## Problem requirements
Even the shortest line counts, so transcribe all the data exactly.

## Data extracts
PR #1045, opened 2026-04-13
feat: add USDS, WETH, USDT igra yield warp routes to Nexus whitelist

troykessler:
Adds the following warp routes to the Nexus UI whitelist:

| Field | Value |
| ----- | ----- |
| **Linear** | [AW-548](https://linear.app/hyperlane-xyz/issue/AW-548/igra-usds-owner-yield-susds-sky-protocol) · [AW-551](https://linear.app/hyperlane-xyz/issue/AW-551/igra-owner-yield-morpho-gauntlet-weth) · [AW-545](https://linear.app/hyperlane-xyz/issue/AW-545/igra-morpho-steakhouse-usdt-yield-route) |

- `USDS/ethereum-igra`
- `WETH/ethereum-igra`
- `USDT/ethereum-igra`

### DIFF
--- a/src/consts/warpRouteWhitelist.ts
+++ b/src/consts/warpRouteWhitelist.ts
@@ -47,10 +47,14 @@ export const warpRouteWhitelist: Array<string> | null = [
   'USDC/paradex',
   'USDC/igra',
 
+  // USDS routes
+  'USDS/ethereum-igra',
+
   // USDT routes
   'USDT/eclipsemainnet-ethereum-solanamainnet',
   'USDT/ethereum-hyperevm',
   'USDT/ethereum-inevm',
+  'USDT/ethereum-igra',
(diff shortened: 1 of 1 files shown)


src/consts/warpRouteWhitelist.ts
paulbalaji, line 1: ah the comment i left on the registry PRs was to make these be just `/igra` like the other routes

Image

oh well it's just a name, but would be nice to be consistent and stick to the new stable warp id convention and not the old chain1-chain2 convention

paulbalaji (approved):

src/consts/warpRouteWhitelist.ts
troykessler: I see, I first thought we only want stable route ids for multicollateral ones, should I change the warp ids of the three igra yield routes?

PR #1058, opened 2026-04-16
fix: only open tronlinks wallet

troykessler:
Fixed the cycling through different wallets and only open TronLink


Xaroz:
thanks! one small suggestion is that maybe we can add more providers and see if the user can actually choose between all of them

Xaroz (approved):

## Response area
PR #1045, opened 2026-04-13
feat: add USDS, WETH, USDT igra yield warp routes to Nexus whitelist

troykessler:
Adds the following warp routes to the Nexus UI whitelist:

| Field | Value |
| ----- | ----- |
| **Linear** | [AW-548](https://linear.app/hyperlane-xyz/issue/AW-548/igra-usds-owner-yield-susds-sky-protocol) · [AW-551](https://linear.app/hyperlane-xyz/issue/AW-551/igra-owner-yield-morpho-gauntlet-weth) · [AW-545](https://linear.app/hyperlane-xyz/issue/AW-545/igra-morpho-steakhouse-usdt-yield-route) |

- `USDS/ethereum-igra`
- `WETH/ethereum-igra`
- `USDT/ethereum-igra`

### DIFF
--- a/src/consts/warpRouteWhitelist.ts
+++ b/src/consts/warpRouteWhitelist.ts
@@ -47,10 +47,14 @@ export const warpRouteWhitelist: Array<string> | null = [
   'USDC/paradex',
   'USDC/igra',
 
+  // USDS routes
+  'USDS/ethereum-igra',
+
   // USDT routes
   'USDT/eclipsemainnet-ethereum-solanamainnet',
   'USDT/ethereum-hyperevm',
   'USDT/ethereum-inevm',
+  'USDT/ethereum-igra',
(diff shortened: 1 of 1 files shown)


src/consts/warpRouteWhitelist.ts
paulbalaji, line 1: ah the comment i left on the registry PRs was to make these be just `/igra` like the other routes

Image

oh well it's just a name, but would be nice to be consistent and stick to the new stable warp id convention and not the old chain1-chain2 convention

paulbalaji (approved):

src/consts/warpRouteWhitelist.ts
troykessler: I see, I first thought we only want stable route ids for multicollateral ones, should I change the warp ids of the three igra yield routes?

PR #1058, opened 2026-04-16
fix: only open tronlinks wallet

troykessler:
Fixed the cycling through different wallets and only open TronLink


Xaroz:
thanks! one small suggestion is that maybe we can add more providers and see if the user can actually choose between all of them

Xaroz (approved):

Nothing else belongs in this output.